Data science is too general and faddish (I say this as someone whose job title
contains that phrase). The market is saturated with too many people who claim
they do data science. If someone were to give me their business card and tell
me they did general data science work, I probably wouldn't even give them a
second look.

My suggestion is to establish yourself in a few problem domains (e.g. data
science for agriculture, data science for transportation, etc.) and show
tangible results. I think that would improve your marketability.

I grew up around consultants, and as with any kind of consulting business, the
advice that was given to me was to work for at least 3 different established
companies in your domain of interest for 3 years at a time before setting up
an independent consulting shop.
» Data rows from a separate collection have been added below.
PR #5700, opened 2020-05-26
Export products in batches

IKarbowiak:
Export products in batches to avoid OOM errors.
Refactor for reducing exporting time.

Right now, memory usage for 50 000, 100 000 and 200 000 is the same. About 200 Mb.

#### Time-consuming and number of queries:
For CSV file:
- 200 000 products, **30 seconds**, 100 db queries
- 100 000 products, **18 seconds**, 60 db queries
- 50 000 products,  **10 seconds**, 40 db queries
- 20 000 products, **8 seconds**, 28 db queries

XLSX is slow. Append to file is really time-consuming, so I think, there is nothing we can do with that.
- 50 000 products, **10 minutes**, 47 db queries

Flow diagram:
image

# Impact

* [ ] New migrations

# Pull Request Checklist

* [x] The changes are tested

### DIFF
--- a/saleor/csv/utils/export.py
+++ b/saleor/csv/utils/export.py
@@ -105,10 +105,7 @@ def queryset_in_batches(queryset):
     """
     start_pk = 0
 
-    while True:
-        if not queryset.filter(pk__gt=start_pk).exists():
-            break
-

Without that, you won't have a sufficient
street cred to sustain a stream of business to keep you afloat. (that said,
this advice is 15 years old -- the part about 3 years + 3 companies might not
be applicable anymore, but I believe the part about building a reputation
continues to be true).

------
Avshalom
Write a book→ assert you are an expert due to existence of book→ hope people
believe you→ charge to tell people things they already know but wanted to hear
from an expert.

------
Spooky23
Find something you want to do, then find some big government or enterprise who
wants to move away from Cognos or Crystal Reports to something sexy and pay
for it by doing that.

------
reboog711
Make money by finding clients or customers to pay you a higher rate than it
costs you to produce something.

Conceptually it isn't that hard.

Putting it in practice is not always easy.
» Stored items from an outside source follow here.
PR #21, opened 2016-03-19
unbreak two examples

alon:
missing two casts of float64 to int and the initial call to queue.get
must not be blocking so push a silence initial sample.
plus a missing import of numpy as np.

### DIFF
--- a/examples/plot_input.py
+++ b/examples/plot_input.py
@@ -2,6 +2,7 @@
 """Plot the live microphone signal(s) with matplotlib."""
 import argparse
 from queue import Queue, Empty
+import numpy as np
 
 
 def int_or_str(text):
@@ -86,7 +87,7 @@ try:
         device_info = sd.query_devices(args.device, 'input')
         args.samplerate = device_info['default_samplerate']
 
-    length = np.ceil(args.window * args.samplerate / (1000 * args.downsample))
+    length = np.ceil(args.window * args.samplerate / (1000 * args.downsample)).astype(int)
     plotdata = np.zeros((length, len(args.channels)))
 
     fig, ax = plt.subplots()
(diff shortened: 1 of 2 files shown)


mgeier:
Thanks for scrutinizing my examples, I very much appreciate that!

> missing two casts of float64 to int

I'm not sure if `astype()` is the "nicest" solution here (even though I used it myself in `spectrogram.py`) ...
It makes sense for arrays, but I think it would be nicer to convert the Python `float` to a Python `int` without involving NumPy at all.

One alternative for `spectrogram.py` would be:

```python
import math
...
... = math.ceil(...)
... = math.floor(...)
```

In the case of `plot_input.py` it would probably be simpler to round towards zero (since there it's a somewhat arbitrary decision):

```python
length = int(...)
```

What do you think about those alternatives?

Apart from how it looks, there is also a nasty edge case that raises a nice error when using the Python stuff but just returns a crazy result when using NumPy:

```python
>>> np.ceil(float('inf')).astype(int)
-9223372036854775808
```

> the initial call to queue.get must not be blocking

Why is that?

> a missing import of numpy as np

It's not missing, it's just at a non-typical place.

My idea with that was to avoid printing a traceback if NumPy is not installed.
But I guess that's highly unlikely anyway, so we might as well move `import numpy as np` to the top of the file.

I would still keep the `sounddevice` import inside the `try` block, since it may raise an exception at import time, even if it is properly installed.

I'm not sure if the `matplotlib` imports should go to the top or stay where they are.

What are your thoughts about that?

mgeier:
@alon Any more comments on that?
I'd be especially interested in the `queue` thing ... but I'd also be interested in your opinion on the other points I mentioned above.

alon:
Hi,

 Sorry but this is completely out of my working set right now. Wrt the queue, I do not recall but I had to do that to get it working, sorry for being vague. I expect it was blocking like I wrote. Perhaps you used it differently, I'm not likely to get back to it any time soon - I ended up using gstreamer for my needs so I'm not working with your library after that initial bout.

 Wrt the type conversions, I agree it is nicer to avoid astype, your logic sounds good (using ceil/floor).

Alon

mgeier:
I fixed the rounding in fd9f706b90d5c64d9c7a6903e62724c251da012f.

If there are still problems with the queue, please re-open this or create a new issue.

alon:
I appreciate it, thank you.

I imagine a data science business would be a services business that you can
sell to C-level executives.

------
rememberlenny
SaaS, consulting, niche product, recruitment, report generation, user
onboarding optimization, marketing optimization, APIs... off hand

------
dawhizkid
Free startup idea that can be a legitimately huge biz: risk scoring
cryptocurrency addresses i.e. a sift science for blockchain

------
SirLJ
Stock market trading robots... everything automated and running from the
cloud...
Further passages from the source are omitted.